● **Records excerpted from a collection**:

****************

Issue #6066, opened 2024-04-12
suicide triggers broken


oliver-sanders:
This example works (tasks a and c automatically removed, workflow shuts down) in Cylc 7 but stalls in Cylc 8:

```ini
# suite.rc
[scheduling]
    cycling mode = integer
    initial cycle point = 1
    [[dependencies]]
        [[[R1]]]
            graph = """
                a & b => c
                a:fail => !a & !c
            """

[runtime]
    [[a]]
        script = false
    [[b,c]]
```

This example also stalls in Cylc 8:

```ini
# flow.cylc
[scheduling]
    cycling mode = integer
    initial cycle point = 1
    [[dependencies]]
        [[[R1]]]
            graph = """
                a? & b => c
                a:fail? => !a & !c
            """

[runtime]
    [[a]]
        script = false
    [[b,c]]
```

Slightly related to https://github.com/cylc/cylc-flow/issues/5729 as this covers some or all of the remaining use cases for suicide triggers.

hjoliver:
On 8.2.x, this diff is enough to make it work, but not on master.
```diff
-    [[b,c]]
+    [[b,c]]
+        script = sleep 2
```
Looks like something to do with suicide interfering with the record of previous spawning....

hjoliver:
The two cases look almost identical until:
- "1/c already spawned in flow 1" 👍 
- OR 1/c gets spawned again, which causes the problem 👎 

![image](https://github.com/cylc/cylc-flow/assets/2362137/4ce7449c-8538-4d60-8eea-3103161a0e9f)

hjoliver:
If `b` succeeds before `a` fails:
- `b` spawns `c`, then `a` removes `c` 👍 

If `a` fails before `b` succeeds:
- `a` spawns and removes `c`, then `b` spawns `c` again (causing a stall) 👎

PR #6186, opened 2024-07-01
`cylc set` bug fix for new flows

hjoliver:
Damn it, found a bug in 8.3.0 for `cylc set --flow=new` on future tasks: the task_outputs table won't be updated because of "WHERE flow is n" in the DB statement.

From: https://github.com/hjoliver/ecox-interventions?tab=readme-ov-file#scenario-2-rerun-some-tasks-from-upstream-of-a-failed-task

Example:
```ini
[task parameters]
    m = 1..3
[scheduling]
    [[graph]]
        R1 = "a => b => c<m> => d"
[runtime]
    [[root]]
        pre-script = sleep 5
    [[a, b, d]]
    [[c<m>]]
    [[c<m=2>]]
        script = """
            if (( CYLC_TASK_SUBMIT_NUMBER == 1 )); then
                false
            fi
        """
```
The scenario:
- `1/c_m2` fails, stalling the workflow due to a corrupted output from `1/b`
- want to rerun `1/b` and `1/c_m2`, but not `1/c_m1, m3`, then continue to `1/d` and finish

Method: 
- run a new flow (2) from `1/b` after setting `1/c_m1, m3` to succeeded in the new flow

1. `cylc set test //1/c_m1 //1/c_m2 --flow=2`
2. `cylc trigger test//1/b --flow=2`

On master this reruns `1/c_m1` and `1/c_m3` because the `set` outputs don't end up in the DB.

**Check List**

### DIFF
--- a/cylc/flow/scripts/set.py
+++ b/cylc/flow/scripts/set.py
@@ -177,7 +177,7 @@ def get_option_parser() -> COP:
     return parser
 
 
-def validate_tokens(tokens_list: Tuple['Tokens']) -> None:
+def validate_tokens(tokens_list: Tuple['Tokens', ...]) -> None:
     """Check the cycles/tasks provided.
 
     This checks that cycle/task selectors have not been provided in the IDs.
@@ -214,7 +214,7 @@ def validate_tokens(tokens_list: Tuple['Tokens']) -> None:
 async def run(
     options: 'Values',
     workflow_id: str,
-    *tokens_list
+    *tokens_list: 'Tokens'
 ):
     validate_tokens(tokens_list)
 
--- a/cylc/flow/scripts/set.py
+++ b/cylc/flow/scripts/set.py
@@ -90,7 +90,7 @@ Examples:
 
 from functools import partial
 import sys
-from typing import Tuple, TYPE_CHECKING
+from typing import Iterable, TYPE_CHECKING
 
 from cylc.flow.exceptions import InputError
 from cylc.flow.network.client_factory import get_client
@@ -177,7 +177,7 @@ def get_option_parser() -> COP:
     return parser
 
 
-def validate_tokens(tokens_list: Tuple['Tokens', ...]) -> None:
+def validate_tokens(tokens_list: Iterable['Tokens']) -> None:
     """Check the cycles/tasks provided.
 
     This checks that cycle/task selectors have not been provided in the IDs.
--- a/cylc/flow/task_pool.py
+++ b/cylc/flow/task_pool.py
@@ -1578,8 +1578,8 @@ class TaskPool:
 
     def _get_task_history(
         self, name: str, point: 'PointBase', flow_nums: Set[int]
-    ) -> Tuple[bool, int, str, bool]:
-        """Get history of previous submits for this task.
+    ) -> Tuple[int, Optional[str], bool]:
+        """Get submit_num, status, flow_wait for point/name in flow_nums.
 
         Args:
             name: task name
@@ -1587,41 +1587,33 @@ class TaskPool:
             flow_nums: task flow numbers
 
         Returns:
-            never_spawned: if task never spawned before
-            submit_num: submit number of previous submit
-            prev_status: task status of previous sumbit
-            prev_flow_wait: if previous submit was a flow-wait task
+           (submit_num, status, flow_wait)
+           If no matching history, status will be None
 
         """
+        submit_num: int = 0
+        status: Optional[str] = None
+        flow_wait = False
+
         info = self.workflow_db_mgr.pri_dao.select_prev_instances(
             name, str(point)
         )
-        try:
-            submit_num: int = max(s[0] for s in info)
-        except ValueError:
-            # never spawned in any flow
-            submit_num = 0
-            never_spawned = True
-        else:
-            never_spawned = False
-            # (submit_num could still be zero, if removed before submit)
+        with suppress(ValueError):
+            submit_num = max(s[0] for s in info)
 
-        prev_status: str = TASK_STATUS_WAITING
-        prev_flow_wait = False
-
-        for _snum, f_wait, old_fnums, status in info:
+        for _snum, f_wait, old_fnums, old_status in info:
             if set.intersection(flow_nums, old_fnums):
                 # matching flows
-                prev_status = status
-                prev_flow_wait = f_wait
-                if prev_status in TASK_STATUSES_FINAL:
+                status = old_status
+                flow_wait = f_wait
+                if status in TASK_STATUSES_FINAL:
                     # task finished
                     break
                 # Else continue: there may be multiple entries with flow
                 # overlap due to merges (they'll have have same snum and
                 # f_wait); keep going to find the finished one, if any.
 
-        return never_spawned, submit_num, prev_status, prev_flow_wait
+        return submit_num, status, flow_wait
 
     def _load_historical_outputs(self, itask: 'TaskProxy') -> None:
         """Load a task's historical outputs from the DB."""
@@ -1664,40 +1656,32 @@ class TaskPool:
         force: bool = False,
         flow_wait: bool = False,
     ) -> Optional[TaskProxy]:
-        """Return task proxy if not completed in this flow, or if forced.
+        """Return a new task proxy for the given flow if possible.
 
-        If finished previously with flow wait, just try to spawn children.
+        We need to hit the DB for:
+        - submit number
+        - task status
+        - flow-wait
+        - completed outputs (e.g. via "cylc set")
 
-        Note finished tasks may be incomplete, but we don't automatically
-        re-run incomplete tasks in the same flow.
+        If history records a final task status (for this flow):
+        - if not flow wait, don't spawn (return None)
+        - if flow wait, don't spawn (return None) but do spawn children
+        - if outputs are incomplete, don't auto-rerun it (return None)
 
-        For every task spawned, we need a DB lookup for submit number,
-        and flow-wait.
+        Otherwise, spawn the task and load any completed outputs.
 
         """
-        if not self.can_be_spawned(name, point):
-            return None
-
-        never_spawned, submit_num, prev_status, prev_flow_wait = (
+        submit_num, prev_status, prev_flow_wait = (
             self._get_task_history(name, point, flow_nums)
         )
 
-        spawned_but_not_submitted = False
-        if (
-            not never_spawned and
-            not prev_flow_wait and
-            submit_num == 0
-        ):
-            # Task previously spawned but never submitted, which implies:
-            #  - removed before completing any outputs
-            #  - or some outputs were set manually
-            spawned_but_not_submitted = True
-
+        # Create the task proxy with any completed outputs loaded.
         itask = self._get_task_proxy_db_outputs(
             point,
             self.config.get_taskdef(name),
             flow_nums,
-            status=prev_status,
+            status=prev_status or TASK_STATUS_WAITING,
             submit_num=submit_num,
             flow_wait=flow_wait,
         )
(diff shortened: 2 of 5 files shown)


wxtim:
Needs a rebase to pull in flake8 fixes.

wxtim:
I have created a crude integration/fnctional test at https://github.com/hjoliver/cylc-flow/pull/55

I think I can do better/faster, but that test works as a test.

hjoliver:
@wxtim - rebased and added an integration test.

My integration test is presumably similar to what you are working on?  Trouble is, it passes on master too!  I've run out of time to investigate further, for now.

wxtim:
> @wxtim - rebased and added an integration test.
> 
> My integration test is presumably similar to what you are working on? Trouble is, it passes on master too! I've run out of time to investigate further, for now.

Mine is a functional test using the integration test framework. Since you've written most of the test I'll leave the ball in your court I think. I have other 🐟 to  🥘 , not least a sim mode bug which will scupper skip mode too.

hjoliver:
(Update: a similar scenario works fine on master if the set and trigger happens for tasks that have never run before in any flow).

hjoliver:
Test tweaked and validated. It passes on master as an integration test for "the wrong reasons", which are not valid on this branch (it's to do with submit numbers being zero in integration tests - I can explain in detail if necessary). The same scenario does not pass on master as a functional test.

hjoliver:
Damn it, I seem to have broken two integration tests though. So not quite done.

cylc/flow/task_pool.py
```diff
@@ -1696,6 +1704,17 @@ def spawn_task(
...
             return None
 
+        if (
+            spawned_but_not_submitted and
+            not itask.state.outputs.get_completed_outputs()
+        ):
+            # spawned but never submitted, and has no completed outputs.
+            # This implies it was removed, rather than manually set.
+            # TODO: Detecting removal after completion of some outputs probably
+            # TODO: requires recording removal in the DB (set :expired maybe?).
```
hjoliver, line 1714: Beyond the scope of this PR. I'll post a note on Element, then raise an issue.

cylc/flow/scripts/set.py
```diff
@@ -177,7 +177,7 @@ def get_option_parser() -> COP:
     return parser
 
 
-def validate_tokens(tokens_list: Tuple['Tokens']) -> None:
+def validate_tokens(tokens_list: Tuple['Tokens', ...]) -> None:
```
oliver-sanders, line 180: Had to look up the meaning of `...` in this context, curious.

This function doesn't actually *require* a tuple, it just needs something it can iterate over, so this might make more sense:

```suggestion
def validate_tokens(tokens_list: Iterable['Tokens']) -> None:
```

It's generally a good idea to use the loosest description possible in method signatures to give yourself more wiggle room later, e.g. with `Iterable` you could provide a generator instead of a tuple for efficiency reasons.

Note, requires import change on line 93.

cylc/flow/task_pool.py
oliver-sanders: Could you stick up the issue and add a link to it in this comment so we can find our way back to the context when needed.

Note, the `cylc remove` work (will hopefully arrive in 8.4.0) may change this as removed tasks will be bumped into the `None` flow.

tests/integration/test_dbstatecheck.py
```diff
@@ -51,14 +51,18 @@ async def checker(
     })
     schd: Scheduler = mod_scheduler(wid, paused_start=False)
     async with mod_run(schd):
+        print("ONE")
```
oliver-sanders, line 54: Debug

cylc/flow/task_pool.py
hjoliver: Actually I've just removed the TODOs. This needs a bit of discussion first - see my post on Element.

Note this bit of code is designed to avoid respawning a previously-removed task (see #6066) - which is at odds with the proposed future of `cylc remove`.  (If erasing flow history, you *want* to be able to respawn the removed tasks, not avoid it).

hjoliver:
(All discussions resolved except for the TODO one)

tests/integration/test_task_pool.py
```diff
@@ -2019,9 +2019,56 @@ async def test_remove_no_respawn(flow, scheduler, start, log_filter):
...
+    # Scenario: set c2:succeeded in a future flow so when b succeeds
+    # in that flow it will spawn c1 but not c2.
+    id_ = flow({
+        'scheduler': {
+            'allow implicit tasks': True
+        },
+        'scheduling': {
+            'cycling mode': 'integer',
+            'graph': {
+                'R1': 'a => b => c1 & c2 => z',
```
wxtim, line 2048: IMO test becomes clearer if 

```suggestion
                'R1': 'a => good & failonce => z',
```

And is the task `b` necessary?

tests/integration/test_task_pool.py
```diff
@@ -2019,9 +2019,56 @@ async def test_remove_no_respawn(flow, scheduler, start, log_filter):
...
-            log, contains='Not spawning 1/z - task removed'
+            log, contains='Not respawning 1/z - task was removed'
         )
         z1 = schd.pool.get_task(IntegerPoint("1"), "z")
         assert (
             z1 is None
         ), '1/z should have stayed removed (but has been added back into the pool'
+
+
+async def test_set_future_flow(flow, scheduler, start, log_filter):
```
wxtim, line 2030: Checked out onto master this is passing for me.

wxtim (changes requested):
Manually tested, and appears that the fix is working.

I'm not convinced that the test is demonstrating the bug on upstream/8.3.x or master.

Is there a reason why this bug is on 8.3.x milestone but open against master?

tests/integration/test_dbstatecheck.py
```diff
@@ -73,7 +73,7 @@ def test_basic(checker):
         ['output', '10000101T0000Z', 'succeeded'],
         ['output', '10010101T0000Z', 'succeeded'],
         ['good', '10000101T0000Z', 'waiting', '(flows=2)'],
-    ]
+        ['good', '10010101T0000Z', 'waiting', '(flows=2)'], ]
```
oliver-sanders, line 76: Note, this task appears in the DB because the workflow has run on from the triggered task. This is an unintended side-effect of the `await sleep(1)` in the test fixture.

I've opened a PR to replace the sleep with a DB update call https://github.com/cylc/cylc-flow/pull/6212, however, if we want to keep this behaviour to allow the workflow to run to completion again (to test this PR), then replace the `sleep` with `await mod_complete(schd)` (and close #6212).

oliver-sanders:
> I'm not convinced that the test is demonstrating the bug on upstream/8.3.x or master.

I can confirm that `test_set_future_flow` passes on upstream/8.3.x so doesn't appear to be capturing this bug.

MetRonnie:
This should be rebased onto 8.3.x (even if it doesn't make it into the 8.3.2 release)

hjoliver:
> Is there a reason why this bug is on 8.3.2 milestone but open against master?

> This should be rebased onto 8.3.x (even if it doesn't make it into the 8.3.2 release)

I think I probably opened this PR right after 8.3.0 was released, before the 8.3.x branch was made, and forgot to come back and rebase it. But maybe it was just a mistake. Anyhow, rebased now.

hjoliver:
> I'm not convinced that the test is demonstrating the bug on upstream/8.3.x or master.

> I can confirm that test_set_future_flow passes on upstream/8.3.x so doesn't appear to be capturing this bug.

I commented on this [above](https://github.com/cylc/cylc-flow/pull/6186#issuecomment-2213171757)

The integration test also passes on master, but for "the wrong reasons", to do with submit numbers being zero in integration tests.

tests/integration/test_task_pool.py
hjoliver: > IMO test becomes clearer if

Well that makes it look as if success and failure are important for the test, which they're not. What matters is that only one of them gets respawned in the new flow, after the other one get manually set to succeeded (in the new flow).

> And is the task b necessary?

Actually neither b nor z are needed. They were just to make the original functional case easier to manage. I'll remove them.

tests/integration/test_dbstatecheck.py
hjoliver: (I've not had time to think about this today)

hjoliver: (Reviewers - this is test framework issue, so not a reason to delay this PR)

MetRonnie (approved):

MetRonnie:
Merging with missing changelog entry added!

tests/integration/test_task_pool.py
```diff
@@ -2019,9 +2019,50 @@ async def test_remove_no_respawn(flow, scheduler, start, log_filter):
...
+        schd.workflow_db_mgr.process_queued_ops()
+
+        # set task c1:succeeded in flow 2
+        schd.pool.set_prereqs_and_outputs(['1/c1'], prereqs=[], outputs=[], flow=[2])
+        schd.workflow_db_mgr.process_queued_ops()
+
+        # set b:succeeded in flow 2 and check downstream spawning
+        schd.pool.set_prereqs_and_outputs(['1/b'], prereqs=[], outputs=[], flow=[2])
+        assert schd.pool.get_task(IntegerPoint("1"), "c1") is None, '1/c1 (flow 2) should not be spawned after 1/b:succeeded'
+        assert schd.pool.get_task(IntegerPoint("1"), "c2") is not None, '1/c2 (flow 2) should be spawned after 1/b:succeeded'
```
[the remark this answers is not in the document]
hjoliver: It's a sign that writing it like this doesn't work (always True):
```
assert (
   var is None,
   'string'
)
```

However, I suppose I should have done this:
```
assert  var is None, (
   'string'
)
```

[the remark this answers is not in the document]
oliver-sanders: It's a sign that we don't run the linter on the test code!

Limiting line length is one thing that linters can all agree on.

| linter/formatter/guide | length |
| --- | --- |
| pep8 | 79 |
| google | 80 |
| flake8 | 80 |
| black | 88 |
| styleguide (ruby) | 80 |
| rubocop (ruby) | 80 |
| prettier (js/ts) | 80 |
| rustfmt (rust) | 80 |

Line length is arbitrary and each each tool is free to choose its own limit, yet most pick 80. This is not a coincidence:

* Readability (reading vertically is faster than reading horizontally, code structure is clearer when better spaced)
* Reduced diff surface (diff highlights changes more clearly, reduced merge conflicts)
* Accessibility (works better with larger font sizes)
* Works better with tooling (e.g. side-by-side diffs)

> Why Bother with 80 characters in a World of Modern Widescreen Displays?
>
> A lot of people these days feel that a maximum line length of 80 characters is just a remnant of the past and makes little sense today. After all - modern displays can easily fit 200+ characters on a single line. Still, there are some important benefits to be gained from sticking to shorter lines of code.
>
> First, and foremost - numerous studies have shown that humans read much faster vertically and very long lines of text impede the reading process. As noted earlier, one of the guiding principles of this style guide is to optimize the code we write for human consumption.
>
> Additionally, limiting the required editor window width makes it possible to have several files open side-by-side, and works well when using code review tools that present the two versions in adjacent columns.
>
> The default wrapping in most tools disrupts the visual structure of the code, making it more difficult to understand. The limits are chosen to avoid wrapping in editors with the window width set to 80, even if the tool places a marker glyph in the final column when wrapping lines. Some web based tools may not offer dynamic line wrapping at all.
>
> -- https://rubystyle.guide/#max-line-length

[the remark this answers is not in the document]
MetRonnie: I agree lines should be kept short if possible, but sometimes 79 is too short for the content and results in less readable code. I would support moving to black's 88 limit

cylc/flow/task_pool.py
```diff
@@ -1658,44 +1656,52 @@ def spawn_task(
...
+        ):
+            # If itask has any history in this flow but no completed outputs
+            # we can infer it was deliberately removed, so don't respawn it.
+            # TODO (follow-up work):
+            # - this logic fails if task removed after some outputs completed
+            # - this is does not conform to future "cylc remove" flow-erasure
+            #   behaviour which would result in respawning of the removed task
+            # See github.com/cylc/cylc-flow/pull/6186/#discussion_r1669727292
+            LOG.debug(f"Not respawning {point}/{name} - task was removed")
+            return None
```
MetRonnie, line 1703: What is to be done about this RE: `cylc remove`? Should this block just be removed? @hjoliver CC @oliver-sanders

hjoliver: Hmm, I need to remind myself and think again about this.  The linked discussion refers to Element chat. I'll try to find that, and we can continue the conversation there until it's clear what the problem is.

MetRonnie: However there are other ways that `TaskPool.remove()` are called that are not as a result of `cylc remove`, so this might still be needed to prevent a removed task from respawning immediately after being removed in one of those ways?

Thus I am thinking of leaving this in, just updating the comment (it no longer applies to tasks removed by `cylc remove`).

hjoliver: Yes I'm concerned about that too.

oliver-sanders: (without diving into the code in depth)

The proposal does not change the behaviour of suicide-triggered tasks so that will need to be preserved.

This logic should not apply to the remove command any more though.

****************

Copy out every line of the data in which the word "against" is found.

● **Solution to the problem**:
Is there a reason why this bug is on 8.3.x milestone but open against master?
> Is there a reason why this bug is on 8.3.2 milestone but open against master?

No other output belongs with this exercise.